# Gestionnaire de fichiers (explorateur de fichiers) sur iPad4



## Edelweiss73190 (26 Décembre 2012)

Bonjour à tous,
Depuis peu je suis possesseur d'un iPad-4 Wifi 64 Go pour une utilisation professionnelle (souvent en déplacement). Mon iPad va progressivement et définitivement remplacé (lors de mes déplacements) mon PC portable sous Windows.
Pour info, mon unité centrale à mon bureau est un PC Windows relativement puissant (ce qui veut dire que je ne vais pas changer pour un Mac dans les deux années à venir pour des raisons d'amortissement du matériel).
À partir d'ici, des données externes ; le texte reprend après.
PR #736, opened 2023-04-04
V3: Slider default values and precision restrictions

eireland:
This fixes the actual default values for the slider.
Changes default value of multiple of.
Removes precision restriction on slider value
Limits animation frames/sec to max out at 1.
Limits multiple of increments to 0.5

The previous PR just addressed the inspector palette values should be blank on initial open.


bfinzer (approved):
LGTM

kswenson (approved):
👍 LGTM

PR #737, opened 2023-04-04
V3: Close inspector palette on escape key press

eireland:
Focuses inspector palette on open so it closes when Escape key is pressed


kswenson (approved):
👍 LGTM

bfinzer (approved):
👍🏻LGTM

PR #740, opened 2023-04-05
Fix marquee selection in presence of > 1 graph

bfinzer:
[#184805552] Bug fix: Marquee selection and point dragging in two separate graphs with case plots are not independent
* Each graph now gets its own instance of MarqueeState
* The graph dot area gets a class name based on the graph's instance ID to distinguish it from others for the purpose of selecting points

### DIFF
--- a/v3/src/components/graph/components/graph.tsx
+++ b/v3/src/components/graph/components/graph.tsx
@@ -1,6 +1,6 @@
 import {observer} from "mobx-react-lite"
 import {onAction} from "mobx-state-tree"
-import React, {MutableRefObject, useEffect, useRef} from "react"
+import React, {MutableRefObject, useEffect, useMemo, useRef} from "react"
 import {select} from "d3"
 import {GraphController} from "../models/graph-controller"
 import {DroppableAddAttribute} from "./droppable-add-attribute"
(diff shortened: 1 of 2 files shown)


v3/src/components/graph/components/graph.tsx
```diff
@@ -161,7 +159,7 @@ export const Graph = observer(function Graph({graphController, graphRef}: IProps
           {renderGraphAxes()}
 
           <svg ref={plotAreaSVGRef}>
-            <svg ref={dotsRef} className='graph-dot-area'>
+            <svg ref={dotsRef} className={`graph-dot-area ${  instanceId}`}>
```
kswenson, line 162:
```suggestion
            <svg ref={dotsRef} className={`graph-dot-area ${instanceId}`}>
```

v3/src/components/graph/components/graph.tsx
```diff
@@ -34,14 +34,12 @@ interface IProps {
...
 
-const marqueeState = new MarqueeState()
-
-
 export const Graph = observer(function Graph({graphController, graphRef}: IProps) {
   const graphModel = useGraphModelContext(),
     { enableAnimation, dotsRef } = graphController,
     {plotType} = graphModel,
     instanceId = useInstanceIdContext(),
+    marqueeState = useMemo<MarqueeState>(() => new MarqueeState(), []),
```
kswenson, line 42: This is fine, but just to point out another option, it could also be a `volatile` property on the model. If we were ever to support a view-in-window type of functionality, that might have some advantage.

bfinzer: Interesting. I didn't think of making it a model property at all.

PR #741, opened 2023-04-06
Fix problems importing codap3 graphs

bfinzer:
* Modification to GraphController:initializeGraph to properly install category set in categorical axis
* (Unrelated) Setting overflow back to hidden


kswenson (approved):
👍 Looks good!

PR #742, opened 2023-04-06
fix: v2 graph import

kswenson:
The architecture for importing v2 components was changed in [PR #693](https://github.com/concord-consortium/codap/pull/693) in ways that broke the previous v2 graph import.


bfinzer (approved):
👍🏻LGTM

PR #743, opened 2023-04-06
V3: Refactor toolshelf to generate buttons from tile component registry.

eireland:
Toolshelf component buttons are defined in the component registry, and positioned based on position number in the registry. This allows for different behaviors when button is clicked (namely menu vs opening a component).
Placeholder component registers for map, text, and plugins were created so that their toolshelf buttons are generated. They are currently non-functional and no longer have the notification appear when they are clicked.
Note: Table toolshelf menu is not fully implemented. Initial work was done to test that different toolbar buttons are rendered.


bfinzer (approved):
👍🏻LGTM

kswenson (approved):
👍 This looks great -- I was going to suggest some tweaks to the API but wanted to test them out first so I ended up just making them and adding a commit. In summary:
- put tool shelf-related properties under a `shelf` property in the component info
- don't specify tool shelf button component type for tiles using the default
- consistent use of `tool-shelf` or `ToolShelf` because `toolshelf` and `Toolshelf` trigger spell-check warnings

v3/src/components/plugin/plugin-registration.ts
```diff
@@ -0,0 +1,29 @@
+import { registerTileComponentInfo } from "../../models/tiles/tile-component-info"
+// import { registerTileContentInfo } from "../../models/tiles/tile-content-info"
+import { PlaceholderTileComponent } from "../tiles/placeholder/placeholder-tile"
+import { ComponentTitleBar } from "../component-title-bar"
+import PluginsIcon from '../../assets/icons/icon-plug.svg'
+
+export const kPluginIdPrefix = "PLIN"
```
kswenson, line 7: I'd be inclined to go with `PLUG`

v3/src/components/map/map-registration.ts
```diff
@@ -0,0 +1,29 @@
+import { registerTileComponentInfo } from "../../models/tiles/tile-component-info"
+// import { registerTileContentInfo } from "../../models/tiles/tile-content-info"
+import { PlaceholderTileComponent } from "../tiles/placeholder/placeholder-tile"
+import { ComponentTitleBar } from "../component-title-bar"
+import MapIcon from "../../assets/icons/icon-map.svg"
+
+export const kMapIdPrefix = "_MAP"
```
kswenson, line 7: `MAP_` will lead to more readable ids.

PR #744, opened 2023-04-06
Three minor bug fixes

bfinzer:
[#184891112] Bug fix: Graph with legend shows spurious green rectangle
* Green rectangle caused by a reuse of `legend` as className

[#184891232] Bug fix: Categorical axis not getting correct size with split plot
* Categorical axis sizing fixed by adding reaction to number of repetitions of a multiscale changing

[#184814723] Bug fix: Some points don't make it all the way to their position on drop attribute
* Point animation fixed by detecting that enableAnimation.current is true and not showing the data tip if so


kswenson (approved):
👍 LGTM

PR #746, opened 2023-04-07
Point clipping fix

bfinzer:
[#184083861] Bug fix: Plot points should not appear in x- or y-axis areas
* Points were showing up in the x and y axis areas because overflow was allowed to be visible so that points in the plot area would not be clipped. Setting overflow back to hidden fixed this problem.

* The clipping problem was due to setting x (left) and y (top) coordinates of the svg that contains the points to zero and (wrongly) attempting to us a translation of the svg to offset the plot area. Setting the x and y coordinates according to the computed left and top fixed this problem.

* Using the proper offset for the svg necessitated removing transforms of points in the various plot components


kswenson (approved):
👍 Looks good! Nice simplification as well as a nice fix.

PR #747, opened 2023-04-07
Correct numeric drop behavior on top and right

bfinzer:
[#184874124] Bug fix: Same numeric attribute plotted on right and left y axes do not plot the correct scatter plot

* There are two droppable areas on the top and two on the right. They occupy the same space. One is for splitting by a categorical attribute and the other is for adding a numeric y attribute. The categorical drop area was covering up the numeric one. We fix this by only displaying the drop area if the appropriate type of attribute is being dragged.


kswenson (approved):
👍 LGTM

PR #1195, opened 2024-04-02
Make undo/redo of point size change discrete

bfinzer:
[#187128104] Bug fix: Changes in point size aren't discrete wrt undo/redo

Jusqu'à ce jour j'ai toujours travaillé à 100% sous système Windows ce qui veut dire que la globalité de mes fichiers de travail "Clients" sont sous format Word, Excel et Power-Point. Je découvre l'univers de Mac. Pour info, j'utilise Dropbox et le Cloud de Mac.
Voilà le décors est planté et voici ma problématique :
- je suis donc souvent en déplacement et pas toujours une connexion Wifi à portée de main et mon forfait Internet 3G de mon téléphone pas toujours fiable suivant les endroits (et limité à 3 Go)
- je souhaite pouvoir avoir accès à tout moment (y compris hors connexion Internet) à tous mes fichiers de travail (Word, Excel, PowerPoint...), les retrouver facilement (sur mon iPad sachant que j'ai de la disponibilité en terme de mémoire de masse) sur le même principe qu'un EXPLORATEUR DE FICHIERS sur Windows, ceci à partir de n'importe quelle application bureautique iPad, du moins à partir de QuickOffice, OfficeSuite >>>>>> comment faire ???
Merci pour votre aide.
Cordialement


----------



## macandco7794 (26 Décembre 2012)

Bonjour

j'ai cru voir que cloudon permettait de lire les documents Office sur ipad, je l'ai téléchargé mais pas encore utilisé donc je ne pourrais pas développer mais regarde


----------



## Edelweiss73190 (26 Décembre 2012)

Bonsoir Macandco7794,
Merci pour la suggestion, je vais essayer
Bonne soirée


----------



## filaton (27 Décembre 2012)

Je pense que GoodReader conviendrait parfaitement à tes besoins !


----------